Maka l'écouta en abordant tout du long une expression faussement désinvolte pas bien difficile à cerner. Elle eut une petite moue à la fin et attendit quelques secondes avant de répondre.
« Je ne suis pas sûre de comprendre ce que vous voulez de moi.
—Comme je viens de le dire...
—Est-ce que vous désirez que j'arrête d'agir comme je le fais actuellement ou que je persuade Médusa d'arrêter ? »
Elka haussa un sourcil, observant attentivement le visage de Maka pour tenter d'y déceler ses intentions. La question semblait absurde mais il pouvait bien y avoir un piège là-dessous, à force de trop fréquenter Médusa, les méthodes sadiques de celle-ci se propageaient peut-être.
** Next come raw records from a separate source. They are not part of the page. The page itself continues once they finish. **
PR #103, opened 2026-04-13
Sync stream before destroying GPU representation in convert_to

mbrobbel:
## Summary
- Conversions from GPU in `data_batch::convert_to` may enqueue async operations on the provided CUDA stream that read from the source GPU memory. Previously, the source GPU representation was destroyed immediately after reassigning `_data`, risking use-after-free or leaking buffers into process-lifetime static storage.
- Synchronize the stream before the old GPU representation is destroyed to ensure async operations complete.
- Use `unique_lock` instead of `lock_guard` to release the mutex before synchronizing, avoiding blocking other threads during the stream sync.
- The sync condition triggers for any conversion **from** a GPU source, not just GPU→HOST — this covers future converters (e.g. GPU→DISK) and custom converters that may enqueue async reads without synchronizing internally.

## Test plan
- [x] New test: stream is synchronized before old GPU representation is destroyed
  - Passes with fix, fails without fix (`synced_before_destroy` = false)
- [x] New test: mutex is released before stream sync, allowing concurrent access
  - Passes with early unlock, fails when sync is inside the lock (`accessed_during_sync` = false)
  - Uses `cudaLaunchHostFunc` callback (50 ms sleep) for a deterministic window independent of GPU speed
- [x] Without any fix: first test fails (no sync), second test passes (no lock contention since no sync)
- [ ] Verify full test suite passes

### Local test results

| Configuration | Test 1 (sync before destroy) | Test 2 (mutex released during sync) |
|---|---|---|
| **With fix** (early unlock + sync) | ✅ Pass | ✅ Pass |
| **No fix** (original code) | ❌ Fail — no sync at all | ✅ Pass — no lock contention since no sync |
| **Sync inside lock** (naive fix) | ✅ Pass — sync happens | ❌ Fail — mutex held during 50 ms sync |

Only the correct implementation (early unlock + sync) passes both tests.

<details>
<summary>Raw test output</summary>

**With fix (early unlock + sync):**
```
Filters: [convert_to]
===============================================================================
All tests passed (3 assertions in 2 test cases)
```

**Without fix (original code, no sync at all):**
```
/home/matthijs/sirius/cucascade/test/data/test_data_batch.cpp:1753: FAILED:
  REQUIRE( observer.synced_before_destroy )
with expansion:
  false

test cases: 2 | 1 passed | 1 failed
assertions: 3 | 2 passed | 1 failed
```

**With sync inside lock (correct sync, but naive lock_guard):**
```
/home/matthijs/sirius/cucascade/test/data/test_data_batch.cpp:1849: FAILED:
  REQUIRE( accessed_during_sync )
with expansion:
  false

test cases: 2 | 1 passed | 1 failed
assertions: 2 | 1 passed | 1 failed
```

</details>

### How the tests work

**Test 1 — sync before destroy:** Registers a custom converter that enqueues a 4 MB async `cudaMemcpyDeviceToHost` into pinned memory and records a CUDA event, but does **not** synchronize. A custom `observed_gpu_representation` checks `cudaEventQuery` in its destructor. Without the sync, the event is still pending at destruction time.

**Test 2 — mutex released before sync:** Same converter setup, plus a `cudaLaunchHostFunc` callback that sleeps for 50 ms on the stream (creating a deterministic delay independent of GPU speed). A second thread calls `get_state()` (which acquires the mutex) and checks the event. With the early unlock, `get_state()` returns immediately while the 50 ms callback is still running. With the sync inside the lock, `get_state()` is blocked for the full 50 ms.

🤖 Created by Claude

Co-Authored-By: Claude Opus 4.6 (1M context) <noreply@anthropic.com>

### DIFF
--- a/include/cucascade/data/data_batch.hpp
+++ b/include/cucascade/data/data_batch.hpp
@@ -543,13 +543,15 @@ void data_batch::convert_to(representation_converter_registry& registry,
   _data = std::move(new_representation);
 
   bool needs_sync =
-    old_representation != nullptr && old_representation->get_current_tier() == memory::Tier::GPU;
+    old_representation != nullptr &&
+    (old_representation->get_current_tier() == memory::Tier::GPU ||
+     _data->get_current_tier() == memory::Tier::GPU);
 
   lock.unlock();
 
   if (needs_sync) {
-    // Conversions from GPU may enqueue async operations on the provided stream
-    // that read from the source GPU memory.  Synchronize before the old
+    // Conversions involving GPU may enqueue async operations on the provided
+    // stream that read from the source memory.  Synchronize before the old
     // representation is destroyed to avoid use-after-free.
     stream.synchronize();
   }
--- a/include/cucascade/data/data_batch.hpp
+++ b/include/cucascade/data/data_batch.hpp
@@ -542,16 +542,15 @@ void data_batch::convert_to(representation_converter_registry& registry,
   auto old_representation = std::move(_data);
   _data = std::move(new_representation);
 
-  bool needs_sync = old_representation != nullptr && target_memory_space != nullptr &&
-                    old_representation->get_current_tier() == memory::Tier::GPU &&
-                    target_memory_space->get_tier() == memory::Tier::HOST;
+  bool needs_sync =
+    old_representation != nullptr && old_representation->get_current_tier() == memory::Tier::GPU;
 
   lock.unlock();
 
   if (needs_sync) {
-    // GPU->HOST conversion may enqueue async copies on the provided stream.
-    // Make completion explicit before the source GPU representation is destroyed,
-    // instead of leaking it into process-lifetime static storage.
+    // Conversions from GPU may enqueue async operations on the provided stream
+    // that read from the source GPU memory.  Synchronize before the old
+    // representation is destroyed to avoid use-after-free.
     stream.synchronize();
   }
 }
--- a/include/cucascade/data/data_batch.hpp
+++ b/include/cucascade/data/data_batch.hpp
@@ -531,7 +531,7 @@ void data_batch::convert_to(representation_converter_registry& registry,
                             const cucascade::memory::memory_space* target_memory_space,
                             rmm::cuda_stream_view stream)
 {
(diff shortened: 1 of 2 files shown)


include/cucascade/data/data_batch.hpp
```diff
@@ -531,15 +531,29 @@ void data_batch::convert_to(representation_converter_registry& registry,
...
   }
 
   auto new_representation =
     registry.convert<TargetRepresentation>(*_data, target_memory_space, stream);
+  auto old_representation = std::move(_data);
   _data = std::move(new_representation);
+
+  bool needs_sync = old_representation != nullptr && target_memory_space != nullptr &&
+                    old_representation->get_current_tier() == memory::Tier::GPU &&
+                    target_memory_space->get_tier() == memory::Tier::HOST;
```
dhruv9vats: this might be too specific? that is, do we know that only conversions between GPU and HOST tiers will entail async copies? what about GPU to storage? also the other way around from other tiers to GPU? do we know these other combinations will not do any async copies, ever (like in case of a possible new representation added down the line)?

what if we stream synchronize if either the source or the destination tier is GPU?

dhruv9vats (commented):
Thanks for catching this!

include/cucascade/data/data_batch.hpp
mbrobbel: Makes sense! I'll update.

include/cucascade/data/data_batch.hpp
```diff
@@ -531,15 +531,28 @@ void data_batch::convert_to(representation_converter_registry& registry,
...
     throw std::runtime_error("Cannot convert representation while there is active processing");
   }
 
   auto new_representation =
     registry.convert<TargetRepresentation>(*_data, target_memory_space, stream);
+  auto old_representation = std::move(_data);
   _data = std::move(new_representation);
+
+  bool needs_sync =
+    old_representation != nullptr && old_representation->get_current_tier() == memory::Tier::GPU;
```
dhruv9vats: do we not want to cover the _to_ GPU memory case too?

felipeblazing (approved):

PR #105, opened 2026-04-15
Support static cudart linking

mbrobbel:
## Summary

Adds support for selecting the CUDA runtime library (shared vs static) at build time via the standard `CMAKE_CUDA_RUNTIME_LIBRARY` variable. This allows cuCascade to link against `cudart_static` when consumers require fully static CUDA runtime linkage (e.g. for self-contained deployments or to avoid `libcudart.so` version mismatches at runtime).

## Changes

- Derive `CUCASCADE_CUDART_TARGET` (`CUDA::cudart` or `CUDA::cudart_static`) from `CMAKE_CUDA_RUNTIME_LIBRARY`, defaulting to `Shared` when unset
- Replace the hardcoded `CUDA::cudart` in the public link interface with the selected target, so the choice propagates transitively to all consumers
- Set `CUDA_RUNTIME_LIBRARY` property on `cucascade_static` and `cucascade_shared` targets
- Remove redundant explicit `CUDA::cudart` from test and benchmark targets — they get it transitively via `cucascade`
- Error out with a clear message (listing accepted values) on unsupported `CMAKE_CUDA_RUNTIME_LIBRARY` values

## Usage

```cmake
# Static cudart (default is Shared)
cmake -DCMAKE_CUDA_RUNTIME_LIBRARY=Static ..
```

🤖 Created by Claude

### DIFF
--- a/CMakeLists.txt
+++ b/CMakeLists.txt
@@ -76,7 +76,8 @@ elseif(CUCASCADE_CUDA_RUNTIME_LIBRARY STREQUAL "Shared")
 else()
   message(
     FATAL_ERROR
-    "Unsupported CUDA runtime library: ${CUCASCADE_CUDA_RUNTIME_LIBRARY}"
+    "Unsupported CUDA runtime library: '${CUCASCADE_CUDA_RUNTIME_LIBRARY}'."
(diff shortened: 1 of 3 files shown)


mbrobbel:
I'll handle this differently.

« Les... les deux ? » tenta-t-elle d'une voix hasardeuse.
La bouche de Maka s'inclina de quelques millimètres vers le bas avant de remonter en un petit sourire amer.
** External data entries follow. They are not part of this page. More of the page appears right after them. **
PR #107, opened 2026-04-21
Filter non-functional network devices from topology discovery

pentschev:
Network devices discovered via `/sys/class/infiniband/` were being assigned to `UCX_NET_DEVICES` even when they were unusable (ports down, no IP configured, or missing `/dev/infiniband/uverbs*` device nodes in containers). This adds a `NetworkDeviceVerification` enum to `topology_discovery::discover()` that validates devices by checking port state, uverbs accessibility, and IP address presence, defaulting to the strictest level so non-functional devices are excluded automatically. Less strict levels are available for environments that use native RDMA verbs without IP-based transports (`EXISTS_ACTIVE`), or for diagnostic purposes where all visible hardware should be enumerated regardless of state (`EXISTS`) such as showing that the hardware exists/is installed.


mbrobbel (approved):

pentschev:
Thanks @mbrobbel and @felipeblazing !

PR #112, opened 2026-04-22
feat(data): add memory-space bandwidth profiler

felipeblazing:
Introduces measure_bandwidth() — a pure init-time function that measures pairwise transfer throughput between a set of memory_space objects via the converter registry. Produces an asymmetric bandwidth_profile that engines can consume for routing decisions.

* chunked_resource_info — opt-in mixin letting allocators that hand out fixed-size chunks advertise max_chunk_bytes() without altering the rmm::mr::device_memory_resource contract. fixed_size_host_memory_resource inherits it; memory_space exposes the probe via get_chunked_resource_info().
* bandwidth_profiler — enumerates GPU/HOST all-pairs plus disk<->{GPU,HOST} (no disk<->disk), measures both directions, records per-size samples and a median summary per pair. Uses converters so user-registered overrides are honored. Optional posix_fadvise(DONTNEED) between timed iterations evicts source files from the page cache so disk reads reflect real NVMe throughput instead of cached reads.
* pipeline_io_backend — replace the single shared copy_stream/order_event with a per-device cache, lazy-created on first use from each GPU context. Unblocks cross-context usage (e.g. GPU:N <-> DISK for N > 0) which previously failed with cudaErrorInvalidResourceHandle.
* Design doc at docs/bandwidth-profiler.md.

### DIFF
--- a/docs/bandwidth-profiler.md
+++ b/docs/bandwidth-profiler.md
@@ -1,0 +1,159 @@
+# Memory Space Bandwidth Profiler — Design
+
+**Status:** Design locked, pending implementation
+**Date:** 2026-04-21
+
+## Purpose
+
+Given a list of `memory_space*`, measure pairwise transfer throughput between them so engines can use the resulting bandwidth matrix for routing decisions (where to place / downgrade / upgrade data).
+
+Measurements flow through the **existing converter registry and `disk_io_backend`** — results reflect the actual transfer paths engines will pay at runtime, including user-registered converters.
+
+## Scope
+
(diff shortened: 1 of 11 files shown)


docs/bandwidth-profiler.md
```diff
@@ -0,0 +1,159 @@
+# Memory Space Bandwidth Profiler — Design
+
+**Status:** Design locked, pending implementation
```
wmalpica, line 3: NIT: pending implementation?

wmalpica (approved):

« C'est beaucoup me demander... mais vous considérez donc qu'il y ai des chances pour que Médusa agisse selon ce que je lui demanderais de faire ? »
Il y en avait certainement plus que si cela avait été une demande directe d'Elka. Vaguement, elle songea à lui poser quelques unes des questions qu'elle avait déjà lancé à l'autre sorcière mais cela risquait d'être tout aussi vain. Maka avait encore moins de raisons de lui répondre que Médusa, se trouvant dans le camp opposé.
« Désolé, je ne pense pas être en mesure de remplir les deux requêtes... Enfin je peux toujours essayer pour l'une. »
Elle se dirigea ensuite vers le laboratoire, ne se retournant brièvement qu'au moment d'ouvrir la porte pour lancer ces derniers mots à Elka :
« Je demanderais à Médusa mais je ne peux rien promettre. »
La sorcière en resta stupéfaite, incapable de bouger devant l'implication de ses paroles. Maka n'avait aucune intention d'arrêter quoi que ce soit et pire, semblait même prête à sérieusement tenter d'empêcher Médusa de prendre les devants en apparence. Vraiment, elles étaient tout aussi folles l'une que l'autre et Elka ne pouvait s'en prendre qu'à elle-même de ne pas s'en être rendue compte dès le premier jour passé en ces lieux. Maintenant, elle n'avait plus du tout envie de poser la moindre question, elle aurait même aimé revenir en arrière et ne plus rien savoir.
Ne lui restait plus qu'à prier contre toute attente que quelqu'un viendrait la sortir de là ou que ces deux-là finiraient par se lasser de leur « jeu » et s'entre-tueraient rapidement mais pour l'instant, les choses semblaient mal parties.